Monday, February 16, 2009

My Bipolar Husband

As the title suggest, my husband is bipolar- also known as Manic depressive. Living with his disease is certainly not easy. I love my husband very much despite him being sick. And yes, that's what I call it- an illness, a sickness, a disease- I think all of these terms sum it up well. He is Bipolar, but - like any other disease or illness- it is not his fault.

My husband was "officially" diagnosed about 3 years ago. But, I can now look back over or entire relationship and see the cycles. For many years I didn't know what was wrong. Honestly, I just thought he hated me. At least when he wasn't well, that's how it felt. When he was normal things were ok. It was all very confusing.

There did come a point when I started to figure out what was wrong. Although I'm not a Dr., a little web surfing and reading lead me to believe he was bipolar. When he finally went to the Dr and was officially diagnosed, it was like a giant weight was lifted off me. And for the first time in a long time I truly believed he didn't hate me.

When he is normal, Mr Bipolar is a wonderful husband, father and provider. But when he is "off," life is completely different. I have seen it described as a rollar-coaster ride that you can't get off of- and I agree completely. The ups and downs can be draining (to say the least) both mentally and physically.

The Manic depressive spectrum is a big one. It can't be (I wish it was) as simple as depressed-normal-manic. I describe it as a little off, way off, stepped over the edge so on and so on. I think my husband stays mostly manic. And I say I think because after lot of reading I learned that the symptoms of mania and depression, especially in men, are very similar. When he is "off" I have to pay attention to everything to figure out which way he is going. At least with my husband, the difference is so little and the symptoms are so much alike it is sometimes hard to tell right away.

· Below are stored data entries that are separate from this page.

PR #517, opened 2025-08-26
Modified LiteLLM nlp class to optionally accept Provider URL for self hosted LLMs

chibexme:


iwr-redmond:
According to the [documentation](https://docs.litellm.ai/docs/providers/openai_compatible), there are three standard fields for completions and embeddings:

- model
- api_key
- api_base

In the absence of the `api_base` parameter, a LiteLLM proxy server appears to be required when addressing a locally hosted model.

@chibexme, it would be helpful to extend this PR to allow for the selection of two models, an LLM and an embedding model.

cc @Agam1997

chibexme:
@iwr-redmond Thanks for your observation, I will work on it.

kichanyurd:
@chibexme Hey mate, please LMK when the changes are made and this is ready to go as far as you can see. No pressure, though.

PR #24, opened 2026-04-18
docs(adr): ADR-0003 — provider-refresh substrate

madeye:
## Summary
- Unifies the fetch + cache + interval-refresh machinery shared by rule-providers (M1.D-5) and proxy-providers (M1.H-1) behind one `ProviderSource` primitive plus a minimal `RefreshTarget` trait.
- Resolves the `// TODO: unify with M1.D-5` marker that `docs/specs/proxy-providers.md` §Non-goals calls out, before any provider code is written.
- Codifies the failure policy (last-good retention, atomic cache write, panic-abort on the refresh task) against ADR-0002 Class A/B rows.
- Keeps payload-specific storage deliberately un-unified: rule-providers keep `Arc<ArcSwap<RuleSet>>` for wait-free match reads, proxy-providers keep `Arc<RwLock<Vec<Arc<dyn ProxyAdapter>>>>` for multi-step rebuilds (see §Alternatives A.2).

Blocks M1.D-5 (task #16) and M1.H-1 (task #15) engineer work.

## Test plan
- [ ] §Decision splits "shared substrate" vs "per-type" correctly — rule-providers' `ArcSwap` and proxy-providers' health-map prune stay inside the concrete impls, only fetch/cache/interval/panic-abort are unified.
- [ ] §5 failure-policy table matches the dispositions already in `docs/specs/rule-provider-upgrade.md` and `docs/specs/proxy-providers.md`. Class A/B cites per ADR-0002.
- [ ] §6 ETag deferral is acceptable for M1 (recommended intervals are 1h–24h; bandwidth cost is bytes-per-day).
- [ ] §7 single-file placement in `mihomo-config/src/provider_source.rs` is acceptable vs a new crate.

I have read so much out bipolar disorder since my husband was diagnosed. One thing I learned is that is gets worse as the patient gets older. This scares me. I'm not scared for me- but for my husband. When he is normal I guess I don't think about it much. But the pattern seems to be holding true for him. His episodes seems to be coming more often and lasting longer. I am hoping and praying that I am wrong. I think, once an episode starts, other factors (triggers) can keep him not normal for longer than if those factors weren't present. I hope I'm right about this one and we can someday find a way to keep his life as trigger-free as possible. If not, I am really beginning to fear what our life will be like in 10 years. My husband is not violent, so that is not my concern. I am worried he won't be able to work. That he truly won't be able to function like a normal person. This would devastate him.

To sum it up, this is my husband: Infected with Bipolar disorder, stays mostly manic. But I am madly in love with him- disease and all.